Amanat Direktur: Profesional dan Berprinsip
Bertindak sebagai Inspektur Upacara, Direktur BP3IP Jakarta, Dr. Asmul Khairi, S.Pd., M.M., menyampaikan pesan-pesan fundamental bagi para perwira baru. Mengangkat tema “Professional and Principled Maritime Officers”, beliau menekankan bahwa perwira masa depan wajib memiliki keseimbangan antara aspek teknis dan moral.

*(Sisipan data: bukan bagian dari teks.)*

PR #1514, opened 2024-06-06
Add institutions model

### LINKED ISSUE #1505: Create an Institutions Model
An "institution" model should be added to track the holding institution of a source. This will necessitate moving the "siglum" out of the source title into its own model. 

This means also adding a "holding institution" field to a source. 

The institution model will be based on (but not exactly) the DIAMM 'Archive" model: https://github.com/diamm/diamm/blob/main/diamm/models/data/archive.py

This will also include adding an "institution identifiers" table with several options for indicating the presence of that institution in other authorities -- DIAMM and RISM, in particular, but also probably wikidata and VIAF.

ahankinson:
This PR adds an institution model, an institution identifiers model, and adjusts the source model to accept a FK relationship to the holding institution. 

The fields are set to `blank=True, null=True` so that they can be added without triggering problems for existing data. I believe the intention is that every institution will have a name and a sigla. 

This PR uses the new layout of the `admin` site to add the new models, **so should be merged after** #1513 

Fixes #1505


ahankinson:
Just realized that with the slglum, I can probably also add the country to the institution, but this will need its own field.

ahankinson:
This is now ready for review

ahankinson:
Request to add 'former sigla' field from Debra.

ahankinson:
@dchiller @lucasmarchd01 this is ready for review when you get a moment

lucasmarchd01 (approved):
I can't exactly speak on the choices we are making for changing the data and models for CantusDB since I wasn't part of the entire discussion, but from a code standpoint everything looks okay to me!

django/cantusdb_project/main_app/models/institution.py
```diff
@@ -0,0 +1,31 @@
...
+    )
+    former_sigla = models.TextField(
+        blank=True, null=True, help_text="Enter former sigla on separate lines."
+    )
+
+    def __str__(self) -> str:
+        names: list = [self.name]
+        if self.siglum:
+            names.append(f"({self.siglum})")
+        return " ".join(names)
```
dchiller: Isn't this just
```suggestion
        return f"{self.name} ({self.siglum})"
```

django/cantusdb_project/main_app/admin/institution.py
```diff
@@ -1,5 +1,26 @@
...
+
+@admin.register(Institution)
+class InstitutionAdmin(BaseModelAdmin):
+    list_display = ("name", "siglum", "get_city_region", "country")
+    search_fields = ("name", "siglum", "city", "region", "alternate_names")
+    list_filter = ("city",)
+    inlines = (InstitutionIdentifierInline,)
+
+    def get_city_region(self, obj):
+        name = [obj.city]
```
dchiller: `obj.city` might be None?

django/cantusdb_project/main_app/models/institution.py
ahankinson: The original checks if self.siglum is null and appends it to the list with the parens. In your version if it’s null you’ll get empty parens, or maybe a parenthesised “None”.

django/cantusdb_project/main_app/admin/institution.py
ahankinson: Yes! Will fix it tomorrow.

django/cantusdb_project/main_app/models/institution.py
dchiller: Yes...but self.siglum is a non-nullable field with a default value, right?

ahankinson: Yeah, that's true. But I guess I'm also hedging my bets that at some point it may not be a requirement, and I don't want this bit of code to break.

ahankinson: Fixed.

django/cantusdb_project/main_app/admin/institution.py
ahankinson: Fixed.

PR #338, opened 2017-08-03
README: urlencode parens in TeamCity badge

kusma:
Some Markdown parsers don't deal well with parens inside an URL, so
let's just URL-encode these (like they should have been in the first
place).


kusma:
In particular, this makes Atom's [Markdown Preview package](https://atom.io/packages/markdown-preview) render this link properly.

PR #344, opened 2017-08-07
ScrollViewPager -- simplified infinite/paged scrolling

mortoray:
Implements ScrollViewPager

This PR contains:
- [x] Changelog
- [x] Documentation
- [x] Tests


mortoray:
@Duckers There's also a `ReachedStart`. The user could in theory use both in they want to unload data from the other end. However, my assumption is that the actual JS objects involved are not a significant size and there's no real need to discard them.

Unrooting/discarding of the actual node's is handled within the Each. There's only ever a small window of items that are rooted.

PR #358, opened 2017-08-11
Wrap JS Date time value when marshalling to DateTime

yupferris:
Previously, this code would assume the result of `getTime` on a JS `Date` object would be a `double`. However, one critical value does not satisfy this assumption: the Unix epoch. This is because the result is 0, which is representable as an integer.

The fix is to wrap the value from `getTime`. We can assume the wrapped value is a `double`, so we cast to that from the resulting object, then cast its value to `long`.

I was sure I had tested this initially, and I probably did when writing the code, but since I wrote tests after, that case was likely not covered when adjusting the casting logic a bit while cleaning up. Whoops!

This PR contains:
- [x] Tests

### DIFF
--- a/Source/Fuse.Reactive.JavaScript/Tests/DateMarshalTest.uno
+++ b/Source/Fuse.Reactive.JavaScript/Tests/DateMarshalTest.uno
@@ -60,12 +60,6 @@ namespace Fuse.Reactive.Test
 			{
 				e.RoundTripComponent.CallReadDate.Perform();
 				root.StepFrameJS();
-
-				// Expected date/time (UTC): November 1 1997 10:15:00
-				const long expectedTicks = 630139761000000000L;
-				var expectedDateTime = new DateTime(expectedTicks, DateTimeKind.Utc);
-
-				Assert.AreEqual(e.DateTimeComponent.TheDateTime, expectedDateTime);
 			}
 		}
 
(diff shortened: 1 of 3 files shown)


yupferris:
Yeah, that's due to me removing a part of one test that was redundant as well (as that exact same thing is covered in isolation in the following test). Without that we get a cleaner diff of the test file:

```diff
index e88f82f..0683065 100644
--- a/Source/Fuse.Reactive.JavaScript/Tests/DateMarshalTest.uno
+++ b/Source/Fuse.Reactive.JavaScript/Tests/DateMarshalTest.uno
@@ -86,6 +86,33 @@ namespace Fuse.Reactive.Test
                }

                [Test]
+               public void JSRoundTripUnixEpochDateMatches()
+               {
+                       var e = new UX.DateMarshal.UnixEpochDateRoundTrip();
+                       using (var root = TestRootPanel.CreateWithChild(e))
+                       {
+                               e.RoundTripComponent.CallReadDate.Perform();
+                               root.StepFrameJS();
+                       }
+               }
+
+               [Test]
+               public void JSRoundTripUnixEpochDateTimeMatches()
+               {
+                       var e = new UX.DateMarshal.UnixEpochDateRoundTrip();
+                       using (var root = TestRootPanel.CreateWithChild(e))
+                       {
+                               root.StepFrameJS();
+
+                               // Expected date/time (UTC): January 1 1970 00:00:00 (Unix Epoch)
+                               const long expectedTicks = 621355968000000000L;
+                               var expectedDateTime = new DateTime(expectedTicks, DateTimeKind.Utc);
+
+                               Assert.AreEqual(e.DateTimeComponent.TheDateTime, expectedDateTime);
+                       }
+               }
+
+               [Test]
                public void NativeModuleDateRoundTripAddsAnHour()
                {
                        var e = new UX.DateMarshal.NativeModuleDateRoundTrip();

```

PR #363, opened 2017-08-11
travis: build manual testing app

kusma:
So far, we haven't been building manual testing app on pull-requests, because we had issues with too long build times. Now that this has been solved, we should be able to do this.

Note that building ManualTestingApp doesn't actually work right now, due to a uno-bug. But another uno-bug cancels that one out, so uno doesn't report an error. Both of these bugs are in the process of being fixed in uno master.

This PR contains:
- [x] Tests

### DIFF
--- a/.travis.xcconfig
+++ b/.travis.xcconfig
@@ -1,0 +1,1 @@
+SDKROOT = iphonesimulator
--- a/.travis.yml
+++ b/.travis.yml
@@ -6,6 +6,10 @@ compiler: clang
 
 cache: ccache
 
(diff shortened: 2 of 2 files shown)


mortoray:
At the end of the build we get this error `/Users/travis/.travis/job_stages: line 166: shell_session_update: command not found`  Is this related to this PR?

Should we merge despite the other pending issues you mention?

kusma:
@mortoray: This is fixed on master now, so I think this is ready to merge.

PR #371, opened 2017-08-14
Upgrade uno

kusma:
There's some incompatible / obosolete changes in Uno, making this update not entirely trivial. So here's a separate PR to fix that.


kusma:
@mortoray: Indeed. I was really just applying the changes that the uno-compiler produced, but I was also slightly involved in the PR on Uno that did this change, so I was kind of aware that this was coming ;)

yupferris:
Other than the `InternalsVisibleTo` that was missing, is there anything that's actually incompatible, or just deprecated stuff we're changing in here for later?

kusma:
@yupferris: The rest is just about removing new warnings.

yupferris:
gotcha

PR #373, opened 2017-08-14
Make Fuse.Marshal.TryConvertTo able to convert to self

yupferris:
Add support to the marshal for supporting conversion to whatever type the object already is, and add a small optimization for reference types that can skip many of the value type-specific typechecks.


yupferris:
@mortoray feedback addressed

yupferris:
:D

PR #378, opened 2017-08-16
Cleanup caching-rects in batcher

kusma:
This is just cleanups that makes this code IMO much more sane.


kusma:
@mortoray: there's no failing case, this just cleans up the fix from the release branch,which has a test case.

yupferris:
oh whoops, didn't notice it was already merged :)

PR #390, opened 2017-08-23
GL pack/unpack alignment

kusma:
We need to make sure that unpack/pack alignments are set to 1 when uploading / downloading images to GL, otherwise corruption can occur.

Seems we we've been lucky and had one of the code-sites that sets these ran before every upload, but I don't think this is guaranteed.

Fixes fusetools/fuselibs#3888.


yupferris:
Good call :)

PR #402, opened 2017-08-28
iOS: Remove SetActionStyle on MultiLineTextEdit

nekronos:
ActionStyle is not a part of the TextView public API. This was here due to legacy code before the split into TextInput and TextView

This PR contains:
- [x] Changelog
- [ ] Documentation
- [ ] Tests

### DIFF
--- a/Source/Fuse.Controls.Native/iOS/TextEdit.uno
+++ b/Source/Fuse.Controls.Native/iOS/TextEdit.uno
@@ -652,18 +652,7 @@ namespace Fuse.Controls.Native.iOS
 
 		TextInputActionStyle ITextEdit.ActionStyle
 		{
-			set
-			{
-				switch(value)
-				{
-					case TextInputActionStyle.Default: SetActionStyle(Handle, extern<int>"UIReturnKeyDefault"); break;
-					case TextInputActionStyle.Done: SetActionStyle(Handle, extern<int>"UIReturnKeyDone"); break;
-					case TextInputActionStyle.Next: SetActionStyle(Handle, extern<int>"UIReturnKeyNext"); break;
-					case TextInputActionStyle.Go: SetActionStyle(Handle, extern<int>"UIReturnKeyGo"); break;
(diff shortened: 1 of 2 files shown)


mortoray:
I know this fix is only for iOS, but the reason may not be valid. Some Android tablets offer "Action" buttons even on multiline text edits. Is this never available on iPads?

Source/Fuse.Controls.Native/iOS/TextEdit.uno
```diff
@@ -652,18 +652,7 @@ namespace Fuse.Controls.Native.iOS
...
-					case TextInputActionStyle.Default: SetActionStyle(Handle, extern<int>"UIReturnKeyDefault"); break;
-					case TextInputActionStyle.Done: SetActionStyle(Handle, extern<int>"UIReturnKeyDone"); break;
-					case TextInputActionStyle.Next: SetActionStyle(Handle, extern<int>"UIReturnKeyNext"); break;
-					case TextInputActionStyle.Go: SetActionStyle(Handle, extern<int>"UIReturnKeyGo"); break;
-					case TextInputActionStyle.Search: SetActionStyle(Handle, extern<int>"UIReturnKeySearch"); break;
-					case TextInputActionStyle.Send: SetActionStyle(Handle, extern<int>"UIReturnKeySend"); break;
-				}
-			}
+			set { /* Does not apply to MultilineTextEdit */ }
 		}
```
kusma: Keeping this feels a bit silly, as a setter which does nothing is kinda unexpected. Can't we remove this from the ITextEdit, and just check if the ITextEdit is `SingleLineTextEdit`, and call the method directly instead?

nekronos: Have to keep the setter around due to legacy reasons. This will be fixed when I get around to split the `ITextEdit` interface into `ITextInput` and `ITextView`. But that must be done in a separate PR as it would involve a lot more code changes

Issue #405, opened 2017-08-29
example-docs pages-using-js fails to locate router


mortoray:
`example-docs/examples/pages-using-js/code` the `WhileCanGoBack` and `GoBack` nodes no longer locate a Router and thus don't work. This did work in release-1.2, and logically it seems valid.

mortoray:
Actually, it might be unclear, since the `Navigator` is competing with the `Router`.  It might actually be an invalid example that happened to work before.

mortoray:
Looks like https://github.com/fusetools/fuselibs-public/commit/10e6b50f50b4c64711f64cefcefe5daee7f248e2#diff-38fbecb6487c32fe7bbeeba84109b27b actaully changed the behaviour.

PR #406, opened 2017-08-29
Fixes a IBaseNavigation location defect

mortoray:
fixes https://github.com/fusetools/fuselibs-public/issues/405

This PR contains:
- [-] Changelog - fixes an unreleased regression
- [-] Documentation
- [x] Tests

### DIFF
--- a/Source/Fuse.Navigation/Navigation.Locators.uno
+++ b/Source/Fuse.Navigation/Navigation.Locators.uno
@@ -26,10 +26,11 @@ namespace Fuse.Navigation
 			if (t != null)
 				return t;
 				
-			for (var x = node.FirstChild<Behavior>(); x != null; x = x.NextSibling<Behavior>())
+			for (var x = node.FirstChild<Node>(); x != null; x = x.NextSibling<Node>())
 			{
 				var c = x as IBaseNavigation;
-				if (c != null) return c;
+				//we excluded Visual's before, so continue to do so (this logical prevents a trigger from matching a sibling Visual navigation control
+				if (c != null && !(c is Visual)) return c;
 			}
 			return null;
 		}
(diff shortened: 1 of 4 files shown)


Source/Fuse.Navigation/Navigation.Locators.uno
```diff
@@ -26,10 +26,11 @@ namespace Fuse.Navigation
 			if (t != null)
 				return t;
 				
-			for (var x = node.FirstChild<Behavior>(); x != null; x = x.NextSibling<Behavior>())
+			for (var x = node.FirstChild<Node>(); x != null; x = x.NextSibling<Node>())
 			{
 				var c = x as IBaseNavigation;
-				if (c != null) return c;
+				//we excluded Visual's before, so continue to do so (this logical prevents a trigger from matching a sibling Visual navigation control
+				if (c != null && !(c is Visual)) return c;
```
kusma: We excluded *everything* that wasn't Behaviors before. Are you sure this change is safe? it seems a bit dodgy to me, but I haven't thought carefully about this...

mortoray: The comment was wrong. We actually only excluded Visual's previously (which is also questionable, but two examples depend on that logic).  See https://github.com/fusetools/fuselibs-public/commit/10e6b50f50b4c64711f64cefcefe5daee7f248e2#diff-38fbecb6487c32fe7bbeeba84109b27b

kusma: Well, that had the comment saying "mean to check only behaviours (as was a distinct list before), so exclude visuals". So it's unclear to me why we want to change away from this... But I guess you've thought this properly through.

mortoray: Logic is wacky, but hard to change since it breaks examples. Duckers change is what actually broke the examples, I'm basically just reverting his change back to the wackiness that was before.

kusma: @mortoray: Right. Thanks for clarifying :)

PR #412, opened 2017-08-30
Base Route history on individual controls, as Model requires

mortoray:
This includes cleanup of several bits of the routing and navigation. This is all primarily preparation work to complete the Model based routing.

This PR contains:
- [x] Changelog - though very few user visible changes for the signigicantly changed bits
- [-] Documentation - no new APIs
- [x] Tests


Source/Fuse.Navigation/IRouterOutlet.uno
```diff
@@ -34,37 +35,70 @@ namespace Fuse.Navigation
 		/** The path/parameter was not valid and thus no change occurred */
 		Invalid,
 	}
+
+	class RouterPage
+	{
+		public string Path;
+		public string Parameter;
+		//[WeakReference] //UNO: this is causing segfaults There is a memory loop without this WeakReference
```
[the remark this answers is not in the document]
mortoray: Ah right, forgot about that. I'll double-check it still happens and add an issue.

kusma:
These warnings seems to be new:
> Source\Fuse.Navigation\Router.uno(184.10): W0000: The variable 'current' is assigned but its value is never used
> Source\Fuse.Navigation\Router.uno(308.8): W0000: The variable 'c' is assigned but its value is never used
> Source\Fuse.Controls.Navigation\Navigator.uno(348.10): W0000: The variable 'ignore' is declared but never used

mortoray:
@kusma Cleaned up the warnings, and code bits. Rebased to master. Updated changelog.

Source/Fuse.Controls.Navigation/NavigationControl.Pages.uno
```diff
@@ -95,13 +95,13 @@ namespace Fuse.Controls
 				
 			var trans = NavigationGotoMode.Transition;
 			
-			Visual v;
-			(this as IRouterOutlet).Goto( ref path, ref param, trans, op, "", out v );
-			if (v != null)
+			RouterPage rPage = new RouterPage{ Path = path, Parameter = param };
+			(this as IRouterOutlet).Goto( rPage, trans, op, "" );
```
kusma: I know that the code already did this, so just take this as a thought along the road:

This should use a real cast instead of `as`. If the cast would fail, the cast would return null, which would give us a NRE. An InvalidCastException would be much more helpful in such a case. A real cast conveys the information that this isn't supposed to fail much clearer than `as` does.

kusma: But reading the code further, how *is* `NavigationControl` a `IRouterOutlet`? I can't see either it nor any of it's base-classes implementing `IRouterOutlet`... What am I missing?

mortoray: Yeah, I just never thought of this, copying what the code already did. It seems weird as a whole that I need to cast at all to call functions on `this`, but oh well.

mortoray: Both of it's derived classed implement `IRouterOutlet`.

It appears to be a C# (not necessarily Uno) problem that it's difficult to get this interface on the base class when you have derived classes implementing it.

kusma: OK, so we depend on derived classes to implement IRouterOutlet?

mortoray: Yes.

Source/Fuse.Controls.Navigation/NavigationControl.uno
```diff
@@ -255,13 +303,10 @@ namespace Fuse.Controls
 			}
 		}
 		
-		static readonly PropertyHandle _pageDataProperty = Fuse.Properties.CreateHandle();
-	
 		//UNO: should be protected but the compiler says it isn't accessible for protected functions then
-		public class PageData
+		public class ControlPageData
```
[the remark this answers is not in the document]
mortoray: Let me figure out if I can make it private instead. It's not meanat to be public.

PR #1638, opened 2024-02-07
export/html: implement --view option 

stanislaw:


strictdoc/export/html/templates/components/requirement/meta/index.jinja
```diff
@@ -11,7 +11,7 @@
 {% endif %}
 
 {%- if requirement.has_meta -%}
-  {% for meta_field in requirement.enumerate_meta_fields(skip_multi_lines=True) %}
+  {% for meta_field in requirement.enumerate_meta_fields(skip_multi_lines=True) if current_view.includes_field(requirement.requirement_type, meta_field[0]) %}
```
stanislaw, line 14: Would be great to see that this line and all other lines are stressed by the integration test: `01_view_option_is_provided`.

PR #1641, opened 2024-02-09
fix: Review changes

dahbar:


tests/integration/commands/export/options/--view/01_view_option_is_provided/test.itest
```diff
@@ -3,4 +3,7 @@ RUN: %cat %S/Output/html/01_view_option_is_provided/input.html | filecheck %s --
 
 CHECK-HTML: REQ-1
 CHECK-HTML: Requirement statement.
+CHECK-HTML: Requirement second extra field.
```
stanislaw, line 6: This is almost what we need. There is one limitation, however, for CHECK-NOT checks: they are only effective between a CHECK before and a CHECK after. This means that you better arrange the CHECK and CHECK-NOT just in the order how the grammar fields are defined. This way you really make sure that the CHECK-NOT are matched at the right time. You also could prove that this works for every check by temporarily disabling the `--view` option in the itest and seeing that the CHECK-NOT checks indeed get hit.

“Tema ini mengandung makna bahwa perwira maritim tidak hanya dituntut memiliki kompetensi teknis yang unggul, tetapi juga harus berpegang teguh pada prinsip, etika, dan integritas. Profesionalisme tanpa prinsip akan kehilangan arah, dan prinsip tanpa kompetensi tidak akan mampu menjawab tantangan zaman,” tegas Dr. Asmul Khairi dalam sambutannya.
Beliau juga mengingatkan para lulusan untuk meneladani jiwa kepemimpinan yang menyatu dengan anak buah. Menurutnya, seorang perwira tidak boleh hanya memerintah dari atas, melainkan harus hadir bersama awak kapal, memimpin dengan keteladanan, serta menjaga integritas di tengah samudra.
Harapan bagi Masa Depan Maritim Indonesia
Kepada para lulusan, Direktur berpesan agar mereka senantiasa menjaga nama baik almamater BP3IP di mana pun bertugas. Ia berharap para perwira ini mampu menebarkan energi positif bagi rekan sesama pelaut agar terus termotivasi meningkatkan ilmu pengetahuan.
“Keberhasilan ini bukan sekadar akhir perjalanan, melainkan awal pengabdian sejati bagi bangsa dan negara. Semoga para lulusan mampu menapaki cita-cita besar menjadikan Indonesia sebagai bangsa maritim yang tangguh, berdaulat, dan disegani dunia,” tutupnya.
Upacara diakhiri dengan ucapan selamat kepada seluruh wisudawan ke-100. Dengan bekal ilmu dan karakter yang telah ditempa di BP3IP, ke-92 perwira ini siap berlayar mengarungi tantangan global demi kejayaan maritim Indonesia.